What this task involves: In the data below, find every line that has the string "will", and copy it.

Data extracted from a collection
--------
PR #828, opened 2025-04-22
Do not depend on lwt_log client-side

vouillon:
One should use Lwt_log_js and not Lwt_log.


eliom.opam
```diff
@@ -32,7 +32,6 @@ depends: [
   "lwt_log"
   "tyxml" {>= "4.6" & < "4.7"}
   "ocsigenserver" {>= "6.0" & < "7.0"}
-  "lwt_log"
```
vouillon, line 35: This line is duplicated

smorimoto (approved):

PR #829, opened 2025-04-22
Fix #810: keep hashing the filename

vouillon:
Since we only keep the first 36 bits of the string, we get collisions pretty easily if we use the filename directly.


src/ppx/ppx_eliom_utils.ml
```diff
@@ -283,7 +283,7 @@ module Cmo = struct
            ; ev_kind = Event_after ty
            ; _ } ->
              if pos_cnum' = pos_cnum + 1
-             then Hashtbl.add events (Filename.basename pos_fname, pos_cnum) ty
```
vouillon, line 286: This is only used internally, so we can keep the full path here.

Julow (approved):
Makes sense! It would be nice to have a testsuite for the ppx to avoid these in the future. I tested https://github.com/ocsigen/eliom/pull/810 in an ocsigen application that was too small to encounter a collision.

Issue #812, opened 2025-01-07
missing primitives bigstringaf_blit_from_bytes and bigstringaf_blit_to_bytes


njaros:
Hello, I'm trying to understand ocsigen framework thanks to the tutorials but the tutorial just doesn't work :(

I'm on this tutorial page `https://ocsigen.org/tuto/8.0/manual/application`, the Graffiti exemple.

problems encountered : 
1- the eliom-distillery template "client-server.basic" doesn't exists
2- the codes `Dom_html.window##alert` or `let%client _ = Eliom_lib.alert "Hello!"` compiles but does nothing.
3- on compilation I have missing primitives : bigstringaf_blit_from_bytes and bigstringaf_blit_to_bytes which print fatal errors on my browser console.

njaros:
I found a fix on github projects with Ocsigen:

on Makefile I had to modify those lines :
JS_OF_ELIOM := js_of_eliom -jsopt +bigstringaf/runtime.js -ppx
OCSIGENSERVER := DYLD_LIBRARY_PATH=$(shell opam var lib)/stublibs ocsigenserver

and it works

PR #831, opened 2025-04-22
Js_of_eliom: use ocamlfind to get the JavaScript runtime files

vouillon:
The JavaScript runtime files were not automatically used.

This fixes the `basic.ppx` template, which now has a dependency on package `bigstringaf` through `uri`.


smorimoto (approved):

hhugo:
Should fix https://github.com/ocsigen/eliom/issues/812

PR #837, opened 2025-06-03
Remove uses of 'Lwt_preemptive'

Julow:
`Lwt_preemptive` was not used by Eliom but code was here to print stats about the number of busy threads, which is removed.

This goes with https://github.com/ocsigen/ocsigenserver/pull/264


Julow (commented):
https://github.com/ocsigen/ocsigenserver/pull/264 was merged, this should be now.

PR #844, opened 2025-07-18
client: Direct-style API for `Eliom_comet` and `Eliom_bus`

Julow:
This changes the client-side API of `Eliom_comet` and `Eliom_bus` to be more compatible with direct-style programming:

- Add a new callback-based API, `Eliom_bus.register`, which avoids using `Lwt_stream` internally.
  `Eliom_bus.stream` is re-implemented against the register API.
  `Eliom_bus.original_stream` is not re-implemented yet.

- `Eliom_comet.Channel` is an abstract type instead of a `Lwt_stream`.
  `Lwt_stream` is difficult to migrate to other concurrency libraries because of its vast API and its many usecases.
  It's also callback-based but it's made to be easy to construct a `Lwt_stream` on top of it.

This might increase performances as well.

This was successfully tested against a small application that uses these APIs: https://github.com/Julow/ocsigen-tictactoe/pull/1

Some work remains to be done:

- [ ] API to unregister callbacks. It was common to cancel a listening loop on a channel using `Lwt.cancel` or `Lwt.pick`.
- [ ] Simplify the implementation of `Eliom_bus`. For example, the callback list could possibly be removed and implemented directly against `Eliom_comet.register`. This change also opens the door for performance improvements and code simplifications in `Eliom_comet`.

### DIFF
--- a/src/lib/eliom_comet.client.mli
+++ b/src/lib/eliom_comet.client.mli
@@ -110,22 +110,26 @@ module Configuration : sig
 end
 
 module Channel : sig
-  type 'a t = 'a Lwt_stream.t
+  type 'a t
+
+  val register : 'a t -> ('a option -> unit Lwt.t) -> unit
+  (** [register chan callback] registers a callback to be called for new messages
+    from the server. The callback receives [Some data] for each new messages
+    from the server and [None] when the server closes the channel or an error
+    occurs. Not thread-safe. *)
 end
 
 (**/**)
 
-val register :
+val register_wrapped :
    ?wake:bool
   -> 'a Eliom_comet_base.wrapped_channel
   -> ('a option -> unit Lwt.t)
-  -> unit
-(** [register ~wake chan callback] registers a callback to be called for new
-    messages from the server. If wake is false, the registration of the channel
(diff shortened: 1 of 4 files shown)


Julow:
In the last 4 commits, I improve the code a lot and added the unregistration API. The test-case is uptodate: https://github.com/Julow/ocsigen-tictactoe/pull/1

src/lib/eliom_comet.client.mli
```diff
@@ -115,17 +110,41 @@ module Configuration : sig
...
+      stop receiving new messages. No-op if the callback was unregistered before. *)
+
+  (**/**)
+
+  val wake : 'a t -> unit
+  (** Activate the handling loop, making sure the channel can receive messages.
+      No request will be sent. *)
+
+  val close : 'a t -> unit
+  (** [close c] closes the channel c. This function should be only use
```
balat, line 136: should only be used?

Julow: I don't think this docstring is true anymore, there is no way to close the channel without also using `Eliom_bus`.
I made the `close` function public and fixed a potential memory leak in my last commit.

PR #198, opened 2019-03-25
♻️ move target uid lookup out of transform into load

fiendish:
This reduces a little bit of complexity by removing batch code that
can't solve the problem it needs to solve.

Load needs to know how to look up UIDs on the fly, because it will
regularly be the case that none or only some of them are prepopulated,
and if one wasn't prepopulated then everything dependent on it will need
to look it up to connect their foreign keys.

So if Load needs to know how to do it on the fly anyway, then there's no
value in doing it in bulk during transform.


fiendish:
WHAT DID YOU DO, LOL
--------
Answer box:
+      No request will be sent. *)
Load needs to know how to look up UIDs on the fly, because it will
and if one wasn't prepopulated then everything dependent on it will need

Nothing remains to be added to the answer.